Fire chars 155 acres


A bulldozer cuts a fire break at a wildfire Monday near Ford, Wash.
 (The Spokesman-Review)

FORD, Wash. – With blazing hot weather expected later this week, Eastern Washington’s wildfire season got its start Monday.

Though the 155-acre Stevens County fire threatened at least six homes just south of Ford, Wash., by dusk the fire was no longer considered a threat, said Fred Wefer of the Department of Natural Resources.

“They figure to have it pretty well contained tonight – knocked down tonight,” Wefer said Monday.

About 80 area firefighters – from Stevens County Fire District 1, the Bureau of Indian Affairs and the DNR – responded to quell the blaze and protect houses. They planned to resume fighting the season’s first large wildfire about 7 a.m. today, after having it 85 percent contained Monday, Wefer said.

The blaze swept along Chamokane Creek and up steep canyons as firefighters struggled against steady winds and dry terrain. For about four hours, seven aircraft – including two large air tankers from Canada – helped fight from above.

Authorities closed Highway 231 at Corkscrew Canyon Road, where they established a command post. From the highway, a tall column of white smoke rose from a long stretch of dry grass and pine trees.

Several homesteads – their owners gone but their animals trapped – were covered by the smoke. At one home, firefighters kept the blaze away from about a dozen goats in their pen, though several structures were singed.

Authorities did not believe any homes had been destroyed.

Most of the threatened structures were on the east side of the creek; the fire never burned Spokane Indian Reservation land west of the creek, Wefer said.

Firefighters had the most difficulty when the flames started roaring up the steep canyon walls near the creek.

“There’s a lot of fuel in there, and it just burns hot and fast and very intense,” DNR firefighter Russ Hall said.

But by 7 p.m., not long after the air tankers stopped dropping thousands of gallons of red, clay-based fire retardant, crews had cleared a perimeter around most of the main blaze with the help of a bulldozer.

Standard procedure for a fire of such size would have four three-person fire crews patrolling the perimeter during the cool night, Hall said.

Though crews had the wildfire mostly under control Monday night, it could take more than a week to put it out completely, Hall said. Firefighters must extinguish hot spots and make sure nothing is still smoking.

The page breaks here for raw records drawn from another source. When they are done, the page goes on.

PR #3546, opened 2025-06-13
Correct XML error when writing MultiSettings with only one site

infotroph:
Removes assumption that length > 1 from `listToXml.MultiSettings` -- the rest of the MultiSettings class seems to already be fine with "multi" happening to be only one site.

Yes, this is a corner case, but a useful one: I've been using and liking `createMultiSiteSettings(settings, site_info)` as a single-step way of injecting site-specific information into my run settings, and I'd like to be able to use the same pipelines with only one location in site_info.

## Review Time Estimate

- [ ] Immediately
- [ ] Within one week
- [ ] When possible

## Types of changes

## Checklist:


dlebauer (approved):
thanks for adding a test!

It’s likely to be hot work. The National Weather Service is predicting high temperatures over 90 degrees all week. Meanwhile, land management agencies have been urging Independence Day celebrants to heed the fireworks bans that apply nearly everywhere on public lands – and even on private land in some counties like Spokane.

Monday’s fire is Stevens County’s first mobilization fire – to which more than just local crews respond – of the year, said Rick Anderson, the county’s deputy director of emergency services. Last year, Stevens County had three mobilization fires, he said.